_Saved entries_
▼▼▼
PR #282, opened 2020-12-22
feat(types): infer options in plugins

### LINKED ISSUE #269: Expose typings for Plugins
I think it would be helpful to expose the `Instance` type so plugins can type the argument (https://vue-test-utils.vuejs.org/v2/guide/plugins.html#writing-a-plugin) as well as adapting the `install` function to infer the options parameter:

```ts
    install(handler: (instance: Instance) => Record<string, any>, options?: Record<string, any>): void;
```

Similar to https://github.com/vuejs/vue-next/pull/2758

posva:
Close #269

### DIFF
--- a/test-dts/plugins.d-test.ts
+++ b/test-dts/plugins.d-test.ts
@@ -38,7 +38,7 @@ config.plugins.VueWrapper.install(PluginWithOptionalOptions2)
 config.plugins.VueWrapper.install(PluginWithOptionalOptions, { msg: 'hello' })
 config.plugins.VueWrapper.install(PluginWithOptionalOptions2, { msg: 'hello' })
 
-// FIXME: not sure if this one is possible
+// uncertain if it is possible to forbid this usage
 // expectError(config.plugins.VueWrapper.install(PluginWithoutOptions, {}))
 expectError(config.plugins.VueWrapper.install(PluginWithOptions, { msg: true }))
 expectError(config.plugins.VueWrapper.install(PluginWithOptions, {}))
--- a/test-dts/plugins.d-test.ts
+++ b/test-dts/plugins.d-test.ts
@@ -1,0 +1,46 @@
+import { expectError, expectType } from 'tsd'
+import { ComponentPublicInstance } from 'vue'
+import { config, VueWrapper } from '../src'
+
+interface OptionsI {
+  msg: string
+}
+
+function PluginWithOptions(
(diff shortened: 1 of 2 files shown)


test-dts/plugins.d-test.ts
```diff
@@ -0,0 +1,46 @@
...
+
+config.plugins.VueWrapper.install(PluginWithOptions, { msg: 'Hello' })
+config.plugins.VueWrapper.install(PluginWithoutOptions)
+config.plugins.VueWrapper.install(PluginWithOptionalOptions)
+config.plugins.VueWrapper.install(PluginWithOptionalOptions2)
+config.plugins.VueWrapper.install(PluginWithOptionalOptions, { msg: 'hello' })
+config.plugins.VueWrapper.install(PluginWithOptionalOptions2, { msg: 'hello' })
+
+// FIXME: not sure if this one is possible
+// expectError(config.plugins.VueWrapper.install(PluginWithoutOptions, {}))
```
cexbrayat, line 42: I guess this is fine?
The FIXME needs to be removed before merging.

cexbrayat (approved):

test-dts/plugins.d-test.ts
posva: I think it's fine too but I thought I might have overlooked a way of doing it in TS. If there is nothing to fix, yeah, better remove it 😆

cexbrayat: We _could_ probably do something, but I'm not sure it's worth the time, the hassle and the maintenance cost 😉 Thanks for the PR!

test-dts/plugins.d-test.ts
```diff
@@ -0,0 +1,46 @@
...
+}
+
+config.plugins.VueWrapper.install(PluginWithOptions, { msg: 'Hello' })
+config.plugins.VueWrapper.install(PluginWithoutOptions)
+config.plugins.VueWrapper.install(PluginWithOptionalOptions)
+config.plugins.VueWrapper.install(PluginWithOptionalOptions2)
+config.plugins.VueWrapper.install(PluginWithOptionalOptions, { msg: 'hello' })
+config.plugins.VueWrapper.install(PluginWithOptionalOptions2, { msg: 'hello' })
+
+// FIXME: not sure if this one is possible
```
posva, line 41:
```suggestion
// uncertain if it is possible to forbid this usage
```

lmiller1990 (approved):
great, thanks!

Issue #278, opened 2020-12-19
Update to 3.0.4 and 3.0.5


lmiller1990:
As of Vue 3.0.4 this test is broken: https://github.com/vuejs/vue-test-utils-next/blob/c5d31307fe2dbd9bb04c3af3287cae93920014af/tests/mountingOptions/stubs.global.spec.ts#L348

Todo: find out why.

lmiller1990:
We will just wait for 3.0.5: #285

PR #284, opened 2020-12-27
feat: make  jest debug in vscode available

HomyeeKing:


lmiller1990:
What exactly does this do? I have not used Jest debug in VS Code before. Is it normal to commit editor specific files to repos? 

I guess vue-next has it : https://github.com/vuejs/vue-next so probably fine to have it here, too.

HomyeeKing:
@lmiller1990  easy to debug the test files , but vscode only, it's up to you 
maybe it's helpful with issue like  #278 , to find problem quickly
also it's good for person like me  to read the source code

PR #2563, opened 2022-04-02
Chain ID does not match the chain ID of Common

biddls:
Had this error but couldn't find anything on the web for it so I thought that this might help someone else later on

---

added a bug fix I didn't find anything googling for, thought it might help


fvictorio:
@biddls do you have reproduction steps for the underlying problem? Maybe it's something that can be fixed instead of working around it with the chain id setting.

biddls:
Hi, yea sorry I can't remember the reproduction steps. Instead of being an error to fix I feel like it's a user error that needs a better error message to tell the user what the error may be. I posted about it in the discord server [here](https://discord.com/channels/750408878008827925/750408878008827928/959833558791385158) 

Hope it helps

PR #2565, opened 2022-04-05
Add hardhat-forta community plugin

haseebrabbani:
Adding hardhat-forta community plugin


alcuadrado:
Thanks @haseebrabbani !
▲▲▲
_REQUIRED ACTION_
The expected output is the exact run of lines from the start of the entries through the line with "-// FIXME: not sure if this one is possible", inclusive.

_TASK ANSWER_
PR #282, opened 2020-12-22
feat(types): infer options in plugins

### LINKED ISSUE #269: Expose typings for Plugins
I think it would be helpful to expose the `Instance` type so plugins can type the argument (https://vue-test-utils.vuejs.org/v2/guide/plugins.html#writing-a-plugin) as well as adapting the `install` function to infer the options parameter:

```ts
    install(handler: (instance: Instance) => Record<string, any>, options?: Record<string, any>): void;
```

Similar to https://github.com/vuejs/vue-next/pull/2758

posva:
Close #269

### DIFF
--- a/test-dts/plugins.d-test.ts
+++ b/test-dts/plugins.d-test.ts
@@ -38,7 +38,7 @@ config.plugins.VueWrapper.install(PluginWithOptionalOptions2)
 config.plugins.VueWrapper.install(PluginWithOptionalOptions, { msg: 'hello' })
 config.plugins.VueWrapper.install(PluginWithOptionalOptions2, { msg: 'hello' })
 
-// FIXME: not sure if this one is possible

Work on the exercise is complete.